WHAT YOU ARE ASKED TO DO> Every line containing "that" should be identified and copied from the data below.

DATA IN THIS EXERCISE>
'''
PR #3536, opened 2023-12-31
Add codespace container for reproducing issues

DanielYang59:
Tasks finished to resolve #2753:
- Added a codespace container configuration file.
- Added a brief guide to use codespace container for issue reproduction.
- Added link in issue template to encourage users to try this new workspace.

However I still need advice on handling user feedbacks, as I failed to identify any way to create a link or share a snapshot to an existing codespace, as @janosh suggested.

> We'd link this codespace in our issue template and invite people to launch it, copy-paste their code into it and then paste the link to the codespace into their issue.

The closest I could find currently is the [Live Share](https://docs.github.com/en/codespaces/developing-in-a-codespace/working-collaboratively-in-a-codespace), which allows multiple users to work on a single codespace in real-time. But I don't think this is what we're looking for though. This would require the user to publicly share a link to a codespace and might have security risks.

So far the best solution to me still remains to run the code in the codespace, and **paste the output back to the issue** manually (until a feature such as sharing a snapshot is out). In doing so, we could help pre-configure the reproduction environment and information collection mechanisms, also avoiding all sorts of non-pymatgen issues (python not installed properly, outdated pymatgen or dependency, and so on).

PR #3537, opened 2024-01-01
Add codespace container for reproducing issues

### LINKED ISSUE #2753: Repro template
Many big projects offer repro templates that spin up an environment with everything needed make a minimal reproducible example simply by clicking a link.

Having something like this for `pymatgen` would make it much easier for users (esp. newcomers) to point out problems and reduce workload on maintainers if they get high-quality reproductions.

We could try out [GitHub's new Codespaces](https://docs.github.com/en/codespaces) for this.

Here's what that might look like:

Screenshot 2022-11-21 at 14 10 54

We'd link this codespace in our issue template and invite people to launch it, copy-paste their code into it and then paste the link to the codespace into their issue. (This would also ensure the error occurs on `master` and isn't due to outdated versions.

All we'd need to do is create a `.devcontainer/devcontainer.json` file that tells GitHub how to spin up our codespace and create a file like `test_files/repro-template.ipynb` with some common imports and maybe a dummy structure or simple `MPRester` query to get people up and running.

```json5
// .devcontainer/devcontainer.json
{
  "image": "mcr.microsoft.com/devcontainers/universal:2",
  "hostRequirements": {
    "cpus": 4
  },
  "waitFor": "onCreateCommand",
  "updateContentCommand": "python -m pip install -r requirements.txt && python -m pip install -e .",
  "customizations": {
    "codespaces": {
      "openFiles": ["test_files/repro_tempalte.ipynb"]
    },
    "vscode": {
      "extensions": [
        "ms-toolsai.jupyter",
        "ms-python.python"
      ]
    }
  }
}
```

DanielYang59:
Tasks finished to resolve #2753 (#3536 is messed up):
- Added a codespace container configuration file.
- Added a brief guide to use codespace container for issue reproduction.
- Added link in issue template to encourage users to try this new workspace.

However I still need advice on handling user feedbacks, as I failed to identify any way to create a link or share a snapshot to an existing codespace, as @janosh suggested.

> We'd link this codespace in our issue template and invite people to launch it, copy-paste their code into it and then paste the link to the codespace into their issue.

The closest I could find currently is the [Live Share](https://docs.github.com/en/codespaces/developing-in-a-codespace/working-collaboratively-in-a-codespace), which allows multiple users to work on a single codespace in real-time. But I don't think this is what we're looking for though. This would require the user to publicly share a link to a codespace and might have security risks.

So far the best solution to me still remains to run the code in the codespace, and **paste the output back to the issue** manually (until a feature such as sharing a codespace snapshot is out). In doing so, we could help pre-configure the reproduction environment and information collection mechanisms, also avoiding all sorts of non-pymatgen issues (python not installed properly, outdated pymatgen or dependency, and so on).


DanielYang59:
Also to answer your @janosh question in #3536 that:

> Shouldn't this markdown be part of the issue template?

My idea is to keep the issue template clean (and it is not a tutorial at the end of the day), and keep codespace optional (instead of "pushing" users to use codespace). However I might move the guidance**figure** into the issue template, and put the introductory staff into the repro template (as if the use follows the figure and open up the codespace, the repro template would be presented)? What do you think?

Again I'm really sorry for messing around with the commit history. But after one hour's experiment I'm now much more confident with git workflow now. Thanks.

DanielYang59:
OMG, I'm frustrated. I combined the commits by rebasing in my laptop but my desktop just pushed uncombined commits again and flooded the commit tree. I would try to fix it and I'm really sorry for this.

janosh:
> In doing this we could avoid an extra readme file. What do you think?

yes exactly, i think avoiding an extra readme file which many people might miss would be nice. could you make that change?

DanielYang59:
Done @janosh. I merged the separate guide README into the issume template (folded by default to minimize disturbance to the template overall). Let me know if you would like to see more changes.

.github/ISSUE_TEMPLATE/bug_report.yaml
```diff
@@ -2,6 +2,19 @@ name: Report a Bug
...
+      value: |
+        ### Try the new Codespaces, setup env and collect info made easy.
+        <details>
+          <summary>🚀 Click to Show the Codespaces Guide</summary>
+          <img width="300" alt="Create codespace" src="https://github.com/materialsproject/pymatgen/assets/80093591/482181f8-d7e1-49b4-8382-2d948ed4e550">
+
+          1. Open up the [pymatgen repo](https://github.com/materialsproject/pymatgen) in your web browser.
+          2. Click the green `Code` button at the top-right corner of the repo, and switch to the `Codespaces` panel.
+          3. Click `Create code space on master` to create a new codespace, or to return to an existing codespace.
+        </details>
```
janosh, line 16: Rather than this multistep process, can we not just show an SVG badge with a deeplink to open a new codespace? see [Open in GitHub Codespaces docs](https://docs.github.com/en/codespaces/setting-up-your-project-for-codespaces/setting-up-your-repository/facilitating-quick-creation-and-resumption-of-codespaces#creating-an-open-in-github-codespaces-badge)

DanielYang59: @janosh Wonderful suggestion! Thanks and implemented.

janosh (approved):
Thanks @DanielYang59! In `devcontainer.json`, I decreased `hostRequirements.cpus: 4->1`  since Python only uses 1 CPU anyway. Unless I'm missing something?

DanielYang59:
@janosh Look good to me. Good work @janosh. 1 core should suffice.

DanielYang59:
@janosh It seems you might have left the outputs inside the repro template ipynb?

> date: 2024-01-08
> Python version: 3.11.6
> pymatgen version: 2023.11.12
> pymatgen version: 2023.11.12

janosh:
Thanks @DanielYang59, good catch! 👍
'''
SOLUTION FOR THIS TASK>
Many big projects offer repro templates that spin up an environment with everything needed make a minimal reproducible example simply by clicking a link.
Here's what that might look like:
All we'd need to do is create a `.devcontainer/devcontainer.json` file that tells GitHub how to spin up our codespace and create a file like `test_files/repro-template.ipynb` with some common imports and maybe a dummy structure or simple `MPRester` query to get people up and running.
Also to answer your @janosh question in #3536 that:
yes exactly, i think avoiding an extra readme file which many people might miss would be nice. could you make that change?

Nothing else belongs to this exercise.